Economic growth is also reflected in the strong, consistent increases in the county’s median home prices since 2015. At the end of the third quarter, when year-over-year employment growth stood at 1.1 percent, the median price was up 7.8 percent over a year earlier, according to the San Diego Regional Economic Development Corp.

By the end of 2017’s third quarter, total housing permits issued in the county had fallen 2.3 percent, year-over-year. A notable shift became evident then: housing permits went from majority multifamily a year earlier, to majority single-family.

That swing in types of housing permits granted probably reflects San Diego’s early jump on multifamily housing development in 2015 and 2016, before other regions focused on multifamily, said Kleinhenz, the economist at Beacon Economics.

Meanwhile, in 2017, the local office market posted a fifth consecutive quarter of positive net absorption amid relatively flat vacancy and historically high average asking rates, commercial real estate services firm CBRE reported. (Absorption is a measure of how much space is occupied. When it’s positive, more people moved in than moved out.) CBRE said vacancies in San Diego’s industrial market were approaching a post-recession low of 4.2 percent, set in 2015’s fourth quarter.

The firm also pointed to what it deemed a post-recession high in overall commercial construction, with 10 local projects totaling more than 2.6 million square feet in the third quarter.

Architect Kevin Heinly, principal and managing director of Gensler, said demand for office space from high tech companies continues to be strong.

“There’s a real challenge finding the kind of office space tech companies are needing,” Heinly said in a recent panel discussion sponsored by the San Diego Chapter of the Institute of Real Estate Management.

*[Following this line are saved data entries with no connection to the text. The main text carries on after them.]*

PR #600, opened 2021-08-25
Feature/application logger

### LINKED ISSUE #522: Improve application logging for production
Currently, logging is very basic and doesn't help in tracking down or filtering requests through logs.
Make use of Winston (suggested at Nestjs docs) or any other logging library to be added at our application middleware.  
https://docs.nestjs.com/techniques/logger#use-external-logger

akshaysasidrn:
- Makes use of [pino](https://github.com/pinojs/pino/blob/master/docs/web.md#pino-with-nest) for logging

fixes #522


server/package.json
```diff
@@ -83,6 +84,7 @@
     "eslint-config-prettier": "^8.3.0",
     "eslint-plugin-prettier": "^3.4.0",
     "jest": "^27.0.6",
+    "pino-pretty": "^6.0.0",
```
Navaneeth-pk, line 87: Should we add `https://www.npmjs.com/package/@types/pino` too?

akshaysasidrn: It's already added as a part of [dependency](https://github.com/ToolJet/ToolJet/pull/600/files#diff-be330df323f72d45d073e311befe92984fad9846bb7e982261d702d805c14053R16260) from `nestjs-pino`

CBRE said dwindling office space in the traditional high tech/biotech submarkets of Torrey Pines and Sorrento Mesa is leading to a bit of a boom in surrounding areas, with rents rising as a result.

“People are spreading out and looking for opportunity,” said Matt Carlson, senior vice president of CBRE in San Diego.

In North County, RAF Pacifica Group and Badiee Development have large industrial real estate projects planned or underway.

RAF Pacifica Group has more than 1 million square feet of construction projects under way in North County, including projects in Carlsbad and San Marcos with more on the way, founder and President Adam Robinson said.

Staff writers Brad Graves and Ray Huard contributed to this report.